Severing a document's openee relationship regardless of origin

[weizman]

What problem are you trying to solve?

JavaScript and the Web are well designed for building composed/composable software, but since doing so safely is a hard task, we witness a positive trend towards attempts to reconfigure how powerful capabilities behave and limit their powers in order to mitigate the extent to which they can be abused.
However, to do so securely, there are still some major blockers to deal with, one of them being the same origin concern where untrusted code within the protected app can escape applied limitations by creating new same origin realms and accessing fresh new instances of the mitigated APIs.
Having no control over such realms translates into not being able to virtualize runtime security in a truly safe manner.
The more complicated variant of same origin realms to defend against is popups.
Therefore, it would be very helpful if the browser would offer some opt-in APIs to limit the access popups of same-origin may have with the protected realm of the app, so that untrusted code within it won’t be able to create a new popup and grab access to its WindowProxy and the capabilities it shares.

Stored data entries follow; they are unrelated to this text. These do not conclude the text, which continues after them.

Issue #492, opened 2019-02-06
Add groups of operations


fulmicoton:
**Is your feature request related to a problem? Please describe.**
People may want to group operations atomically.
One example from @elbow-jason is maintaining a unique index. 
Updating a doc consists of a `delete + insert`. In a scenario where, for some reason, the `IndexWriter` is shared between thread with a `Arc<RwLock>`, an update happening on two different thread could end up executed as `delete delete insert insert`. The final state being two docs with the same primary id.

Another use case would be to enforce a set of documents to belong to the same segment in order to enable some collector optimization. (For instance, docs with a parent/child relationship)

**Describe the solution you'd like**

Add a `UserOperation` enum in `src/indexer/operation.rs` that would contain both Add and Delete without any opstamp.

Add a method named `IndexWrite.run(&[Operation])` to run a list of operations in a grouped fashion.
These operations must get contiguous opstamp. (So the stamper must be modified to make it possible to allocate a range of ids).

The deletes are queued normally, but the adds need to happen on the same segment for the second use case. Right now the work is dispatched to the `SegmentWriter` using a channel of AddOperation.
The item should become `Vec<AddOperation>`. 

`IndexWriter.add_document` and `IndexWriter.delete_term` remain unchanged from the user point of view. They should probably rely on the `.run(&[singleton])`  internally however.

elbow-jason:
Closing as this was added in #493

PR #493, opened 2019-02-06
Add grouped operations

elbow-jason:
This PR addresses #492.

### todos

- [X] add `UserOperation` enum in `src/indexer/operation.rs`
- [X] add a method named `IndexWrite.run(&[Operation])`
- [X] change `AddOperation` channel to instead take `Vec<AddOperation>`
- [x] Add correct and meaningful tests

Tests seem to be passing, but I am not super confident about the changes I made WRT the heap_size check and the `delete_cursor.skip_to` call.


src/indexer/stamper.rs
```diff
@@ -60,12 +61,43 @@ impl Stamper {
     pub fn stamp(&self) -> u64 {
         self.0.fetch_add(1u64, Ordering::SeqCst) as u64
     }
+
+    /// Given a desired count `n`, `stamps` returns an iterator that
+    /// will supply `n` number of u64 stamps.
+    pub fn stamps(&self, n: u64) -> MultiStamp {
```
fulmicoton: Could we simply return a `std::ops::Range`?

elbow-jason: Absolutely! I had not considered `Range` here. I'll make the changes tonight.

src/indexer/index_writer.rs
```diff
@@ -643,12 +647,45 @@ impl IndexWriter {
...
+                    let delete_operation = DeleteOperation {
+                        opstamp: opstamp,
+                        term: term.clone(),
+                    };
+                    self.delete_queue.push(delete_operation);
+                }
+                UserOperation::Add(doc) => {
+                    let add_operation = AddOperation {
+                        opstamp: opstamp,
+                        document: doc.clone(),
```
fulmicoton: Ah... Since we borrow `UserOperation` we end up needing to clone docs. Should we take a `Vec<UserOperation>` as argument then?

src/indexer/index_writer.rs
```diff
@@ -643,12 +647,45 @@ impl IndexWriter {
...
         let add_operation = AddOperation { opstamp, document };
-        let send_result = self.document_sender.send(add_operation);
+        let send_result = self.document_sender.send(vec![add_operation]);
         if let Err(e) = send_result {
             panic!("Failed to index document. Sending to indexing channel failed. This probably means all of the indexing threads have panicked. {:?}", e);
         }
         opstamp
     }
+
+    /// Runs a group of document operations.
```
fulmicoton: Document what happens if someone runs an empty `array`  of operations.

src/indexer/index_writer.rs
```diff
@@ -643,12 +647,45 @@ impl IndexWriter {
...
+    pub fn run(&mut self, user_operations: &[UserOperation]) -> Option<u64> {
+        let mut stamps = self.stamper.stamps(user_operations.len() as u64);
```
fulmicoton: Opstamp are free, I suggest allocation `user_operations.len() + 1`  operations and give the last one to the "batch".

That way you can change the `Option<u64>`  to `u64`. (Even empty operations return an opstamp).
There might be value (maybe?) for the batch and the last operation to have a different opstamp too.

I also allocate opstamp to operations like `commit` etc. I suspect it might help people not having to think too much about the `n` vs `n+1` problem. 

If you choose this path, you can set last opstamp to the last opstamp of the range directly and `.zip(...)` the iterators.

src/indexer/index_writer.rs
fulmicoton: (or `Vec<>` if we end up using `Vec`)

src/indexer/stamper.rs
fulmicoton: Cool

src/indexer/index_writer.rs
fulmicoton: We want at least 2 very simple unit test. One for when empty operations. One for non-empty.

src/indexer/stamper.rs
```diff
@@ -78,5 +110,28 @@ mod test {
 
         assert_eq!(stamper.stamp(), 10u64);
         assert_eq!(stamper_clone.stamp(), 11u64);
+
```
fulmicoton: Once you use Range you can simply this unit test and `assert_eq!` on the range itself, and remove the other test.

src/indexer/index_writer.rs
elbow-jason: I think using `Vec<UserOperation>` is a better alternative. It is unlikely that the `UserOperation`s that are passed to `IndexWriter.run` will be needed by the caller after. I'll make the changes.

src/indexer/index_writer.rs
elbow-jason: `There might be value (maybe?) for the batch and the last operation to have a different opstamp too.`
I think so. This "extra" opstamp could give delimitation to a group of operations. A sort of forensics? 

I'll make the changes.

src/indexer/index_writer.rs
elbow-jason: I added some tests, but they are only asserting that the opstamps returned by `run` are correct. There are no other assertions.

fulmicoton: That's fine

src/indexer/index_writer.rs
```diff
@@ -643,17 +648,86 @@ impl IndexWriter {
...
+        let stamps = Range {
+            start: start,
+            end: last_opstamp,
+        };
+        (last_opstamp, stamps)
+    }
+
+    /// Runs a group of document operations ensuring that the operations are
+    /// assigned contigous u64 opstamps and that add operations of the same
+    /// group are flushed into the same segment.
```
fulmicoton, line 677: great comment.

src/indexer/index_writer.rs
```diff
@@ -643,17 +648,86 @@ impl IndexWriter {
...
+    /// Each operation of the given `user_operations` will receive an in-order,
+    /// contiguous u64 opstamp. The entire batch itself is also given an
+    /// opstamp that is 1 greater than the last given operation. This 
+    /// `batch_opstamp` is the return value of `run`. An empty group of
+    /// `user_operations`, an empty `Vec<UserOperation>`, still receives
+    /// a valid opstamp even though no changes were _actually_ made to the index.
+    /// 
+    /// Like adds and deletes (see `IndexWriter.add_document` and
+    /// `IndexWriter.delete_term`), the changes made by calling `run` will be
+    /// visible to readers only after calling `commit()`.
```
fulmicoton, line 690: Perfect!

src/indexer/index_writer.rs
```diff
@@ -662,6 +736,33 @@ mod tests {
     use Index;
     use Term;
 
+    #[test]
+    fn test_operations_group() {
+        let mut schema_builder = schema::Schema::builder();
+        let text_field = schema_builder.add_text_field("text", schema::TEXT);
+        let index = Index::create_in_ram(schema_builder.build());
+        let mut index_writer = index.writer(3_000_000).unwrap();
```
fulmicoton: by default, tantivy uses several indexing threads. Can you force it to 1 in these unit tests?... Or 2?

As is, the unit test will fail on CPUs with a lot of cores, becasue the amount of allocated memory per thread will be lower than the lowest allowed amount.

elbow-jason:
By changing `add_document` and `delete_term` to use `run` and having `run` return the `opstamp` of the batch, I think `add_document` and `delete_term` will be returning 1 more than they used to. Should I remove the +1? 
Something like:
```rust 
pub fn add_document(&mut self, document: Document) -> u64 {
        self.run(vec![UserOperation::Add(document)]) - 1
    }
```

fulmicoton:
One minor comment on unit test that needs to be addressed. Good work!

src/indexer/index_writer.rs
elbow-jason: :-)

src/indexer/index_writer.rs
elbow-jason: I do not know how to force it to use fewer threads. How would this be done?

src/indexer/index_writer.rs
```diff
@@ -409,8 +410,12 @@ impl IndexWriter {
                     // this is a valid guarantee as the
                     // peeked document now belongs to
                     // our local iterator.
-                    if let Some(operation) = document_iterator.peek() {
-                        delete_cursor.skip_to(operation.opstamp);
+                    if let Some(operations) = document_iterator.peek() {
+                        if let Some(last) = operations.last() {
+                            delete_cursor.skip_to(last.opstamp);
```
fulmicoton: No we want to skip to the first opstamp. Not the last one.

elbow-jason: I was worried about this code. hehe. I do not actually understand what we are doing in this block.
Does this just move the cursor to align with the about-to-be-written operation(s)?

fulmicoton: It might be nice to add a unit test to check that this is correct.

Basically, batch the following operations :
- one delete for `doc!(field=>"a")`
- one add for `doc!(field=>"a")`
- one add for `doc!(field=>"b")`
- one delete for `doc!(field=>"b")`

Assert that after commit there is one doc with "a" and 0 doc with "b"

elbow-jason: So that previous operations can be deleted after this?

fulmicoton:
> By changing `add_document` and `delete_term` to use `run` and having `run` return the `opstamp` of the batch, I think `add_document` and `delete_term` will be returning 1 more than they used to. Should I remove the +1?

Let's not reuse `run` then and keep the code as is.

src/indexer/index_writer.rs
fulmicoton: > So that previous operations can be deleted after this?

I don't understand the question.

fulmicoton: > I was worried about this code. hehe. I do not actually understand what we are doing in this block.
> Does this just move the cursor to align with the about-to-be-written operation(s)?

Deletes are very tricky. They need to affect all existing segments, as well as segments currently being built. The way it works is as follows : there is a queue containing delete operations.

That queue is "owned" by different object and each of them can be pointing at a different place in that queue, depending on how up to date they are.

Segment being written are not impacted by deletes that happened before their creation, hence the `.skip_to`.

They are however impacted by deletes that happen after, and the segment writer keeps track of the opstamp that created each document in the segment, so that when we apply the deletes to the brand new segment , we can actually check that the delete operation happened before the document was added, and that we should indeed mark the document as deleted.

elbow-jason: Sorry! My question probably makes no sense because I don't know what is going on in the `delete_cursor`. I'll look at the code and hopefully my questions will be answered or at least I will know what questions to ask next.

src/indexer/index_writer.rs
fulmicoton: there is a method called something like ".write_with_num_threads(1, 3_000_000)" or something like that. You can check other unit tests. Most of them should be calling it.

src/indexer/index_writer.rs
fulmicoton: Yes it is hard. I wrote an explanation right above.

elbow-jason: Excellent explanation! So, if I understand the concept correctly, `skip_to` moves the delete cursor forward "in time" to the "edge" of the about-to-be-written docs, right?

fulmicoton: Precisely yes.

fulmicoton:
> Tests seem to be passing, but I am not super confident about the changes I made WRT the heap_size check and the `delete_cursor.skip_to` call.

What did you mean by your change on `heap_size`?

elbow-jason:
> What did you mean by your change on `heap_size`?

I move [this code](https://github.com/tantivy-search/tantivy/blob/b16b2a6b9af1273ab58e2d47498b3b5583f612ea/src/indexer/index_writer.rs#L282-L288) to check for mem usage after each batch of documents instead of after each document.

I don't know where I got `heap_size` from.

fulmicoton:
Great job thanks you!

An excellent example of that is the implementation of no-opener-allow-popups which was addressed by #10373, only that instead of focusing only on limiting the relationship with the opener, we’d like to introduce the other half of this which is to limit the relationship with the openee.

To be more specific:

• #10373 allows a page that was opened to sever its two-way relationship with its opener (given the openee is protected via no-opener-allow-popups), which means:
  • opener will have access to a closed cross-origin-like WindowProxy (even if it represents a same-origin WindowProxy)
  • the opened page won't have sync (scripting) access to its opener (window.opener=={null/closed WindowProxy})
• However, what's missing is the reverse side of this, where the page that's protected with no-opener-allow-popups isn't the openee, but rather the opener, resulting in a current state where:
  • opener can still have sync access to capabilities provided by a same-origin WindowProxy of a popup it opened
  • openee that was opened by the protected opener can still have access to its protected opener (window.opener!={null/closed WindowProxy})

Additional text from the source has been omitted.